[Stored data]
+===+
PR #255, opened 2017-10-15
Linting

MM1nd:
Some improvements to the looks of the code.


psi29a:
This looks OK to me, I have a few... 'meh... why?' moments, but nothing that I'm like 'nonononono'.
@ftomassetti any comments?

tests/draw_test.py
```diff
@@ -44,42 +44,45 @@ def _assert_img_equal(self, blessed_image_name, drawn_image):
                         "and/or amount of channels. Blessed %s, drawn %s"
                         % (str(blessed_img.array.shape), str(drawn_image.array.shape)))
 
-        # compare images; cmp_array will be an array of booleans in case of equal shapes (and a pure boolean otherwise)
+        # compare images;
```
ftomassetti: should be ":" instead of ";"?

worldengine/biome.py
```diff
@@ -270,8 +270,9 @@ class TropicalRainForest(Biome, Jungle):
 
 def biome_name_to_index(biome_name):
     names = sorted(_BiomeMetaclass.biomes.keys())
-    for i in range(len(names)):
-        if names[i] == biome_name:
+
```
ftomassetti: maybe we do not need this new extra line

worldengine/draw.py
```diff
@@ -426,7 +431,7 @@ def draw_satellite(world, target):
                             all_b.append(b)
 
                 # Making sure there is at least one valid tile to be smoothed before we attempt to average the values
-                if len(all_r) > 0:
+                if all_r:
```
ftomassetti: are these equivalent?

worldengine/generation.py
```diff
@@ -142,56 +150,55 @@ def harmonize_ocean(ocean, elevation, ocean_level):
...
-    # We want to multiply the raw sea_depth by one of these factors 
+    # We want to multiply the raw sea_depth by one of these factors
     # depending on the distance from the next land
     # possible TODO: make this a parameter
     factors = [0.0, 0.3, 0.5, 0.7, 0.9]
 
     next_land = next_land_dynamic(world.layers['ocean'].data)
 
-    sea_depth = sea_level - world.layers['elevation'].data
+    result = sea_level - world.layers['elevation'].data
```
ftomassetti: I do not like the name result much here

worldengine/model/world.py
```diff
@@ -312,17 +313,19 @@ def _from_protobuf_world(cls, p_world):
...
-        if len(p_world.biome.rows) > 0:
-            w.biome = numpy.array(World._from_protobuf_matrix(p_world.biome, biome_index_to_name), dtype=object)
+        if p_world.biome.rows:
+            w.biome = numpy.array(
+                World._from_protobuf_matrix(p_world.biome, biome_index_to_name), 
+                dtype=object)
 
         # Humidity
-        if len(p_world.humidity.rows) > 0:
+        if p_world.humidity.rows:
```
ftomassetti: is this equivalent?

MM1nd:
"This looks OK to me, I have a few... 'meh... why?' moments, but nothing that I'm like 'nonononono'."

The answer to "why?" is almost certainly "because pylint said so" and in most cases likely "because the line was too long". I'm agnostic about all of this as witnessed by the three "whitespace" commits at the end of every of my PRs :)

tests/draw_test.py
MM1nd: Sure.

worldengine/biome.py
MM1nd: Sure.

worldengine/draw.py
MM1nd: cf. https://stackoverflow.com/questions/43121340

worldengine/generation.py
MM1nd: sea_depth is the name of the function and pylint rightfully complains that this redefines a name from the outer scope. Personally I use `result` a lot as a variable name, but I'm open to anything that is not `sea_depth`. Alternatively the function needs a new name.

worldengine/model/world.py
MM1nd: cf. above

worldengine/generation.py
psi29a: depth_of_sea  (in the very french way of saying sea_depth)

psi29a:
I usually set my columns to 120 (from 80)  and adjust linting accordingly...

ftomassetti:
Me too, I use 120 columns and that settings is suggested [here](https://github.com/Mindwerks/worldengine/wiki/Coding-guidelines) (arguably very difficult to find)

PR #260, opened 2019-11-16
Add GDAL dependencies to Dockerfile

nhynes:
This PR adds the libraries needed for GDAL support to the Dockerfile, which itself has been moved to a directory so to keep the build context from picking up development/output files.


ftomassetti:
The build seems to fail on Travis. Could you take a look?

psi29a:
Numpy gives:
>  RuntimeError: Python version >= 3.5 required.

nhynes:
+===+
TASK BRIEF
Every piece of the data is to be set down again exactly.

WRITTEN ANSWER
PR #255, opened 2017-10-15
Linting

MM1nd:
Some improvements to the looks of the code.


psi29a:
This looks OK to me, I have a few... 'meh... why?' moments, but nothing that I'm like 'nonononono'.
@ftomassetti any comments?

tests/draw_test.py
```diff
@@ -44,42 +44,45 @@ def _assert_img_equal(self, blessed_image_name, drawn_image):
                         "and/or amount of channels. Blessed %s, drawn %s"
                         % (str(blessed_img.array.shape), str(drawn_image.array.shape)))
 
-        # compare images; cmp_array will be an array of booleans in case of equal shapes (and a pure boolean otherwise)
+        # compare images;
```
ftomassetti: should be ":" instead of ";"?

worldengine/biome.py
```diff
@@ -270,8 +270,9 @@ class TropicalRainForest(Biome, Jungle):
 
 def biome_name_to_index(biome_name):
     names = sorted(_BiomeMetaclass.biomes.keys())
-    for i in range(len(names)):
-        if names[i] == biome_name:
+
```
ftomassetti: maybe we do not need this new extra line

worldengine/draw.py
```diff
@@ -426,7 +431,7 @@ def draw_satellite(world, target):
                             all_b.append(b)
 
                 # Making sure there is at least one valid tile to be smoothed before we attempt to average the values
-                if len(all_r) > 0:
+                if all_r:
```
ftomassetti: are these equivalent?

worldengine/generation.py
```diff
@@ -142,56 +150,55 @@ def harmonize_ocean(ocean, elevation, ocean_level):
...
-    # We want to multiply the raw sea_depth by one of these factors 
+    # We want to multiply the raw sea_depth by one of these factors
     # depending on the distance from the next land
     # possible TODO: make this a parameter
     factors = [0.0, 0.3, 0.5, 0.7, 0.9]
 
     next_land = next_land_dynamic(world.layers['ocean'].data)
 
-    sea_depth = sea_level - world.layers['elevation'].data
+    result = sea_level - world.layers['elevation'].data
```
ftomassetti: I do not like the name result much here

worldengine/model/world.py
```diff
@@ -312,17 +313,19 @@ def _from_protobuf_world(cls, p_world):
...
-        if len(p_world.biome.rows) > 0:
-            w.biome = numpy.array(World._from_protobuf_matrix(p_world.biome, biome_index_to_name), dtype=object)
+        if p_world.biome.rows:
+            w.biome = numpy.array(
+                World._from_protobuf_matrix(p_world.biome, biome_index_to_name), 
+                dtype=object)
 
         # Humidity
-        if len(p_world.humidity.rows) > 0:
+        if p_world.humidity.rows:
```
ftomassetti: is this equivalent?

MM1nd:
"This looks OK to me, I have a few... 'meh... why?' moments, but nothing that I'm like 'nonononono'."

The answer to "why?" is almost certainly "because pylint said so" and in most cases likely "because the line was too long". I'm agnostic about all of this as witnessed by the three "whitespace" commits at the end of every of my PRs :)

tests/draw_test.py
MM1nd: Sure.

worldengine/biome.py
MM1nd: Sure.

worldengine/draw.py
MM1nd: cf. https://stackoverflow.com/questions/43121340

worldengine/generation.py
MM1nd: sea_depth is the name of the function and pylint rightfully complains that this redefines a name from the outer scope. Personally I use `result` a lot as a variable name, but I'm open to anything that is not `sea_depth`. Alternatively the function needs a new name.

worldengine/model/world.py
MM1nd: cf. above

worldengine/generation.py
psi29a: depth_of_sea  (in the very french way of saying sea_depth)

psi29a:
I usually set my columns to 120 (from 80)  and adjust linting accordingly...

ftomassetti:
Me too, I use 120 columns and that settings is suggested [here](https://github.com/Mindwerks/worldengine/wiki/Coding-guidelines) (arguably very difficult to find)

PR #260, opened 2019-11-16
Add GDAL dependencies to Dockerfile

nhynes:
This PR adds the libraries needed for GDAL support to the Dockerfile, which itself has been moved to a directory so to keep the build context from picking up development/output files.


ftomassetti:
The build seems to fail on Travis. Could you take a look?

psi29a:
Numpy gives:
>  RuntimeError: Python version >= 3.5 required.

nhynes:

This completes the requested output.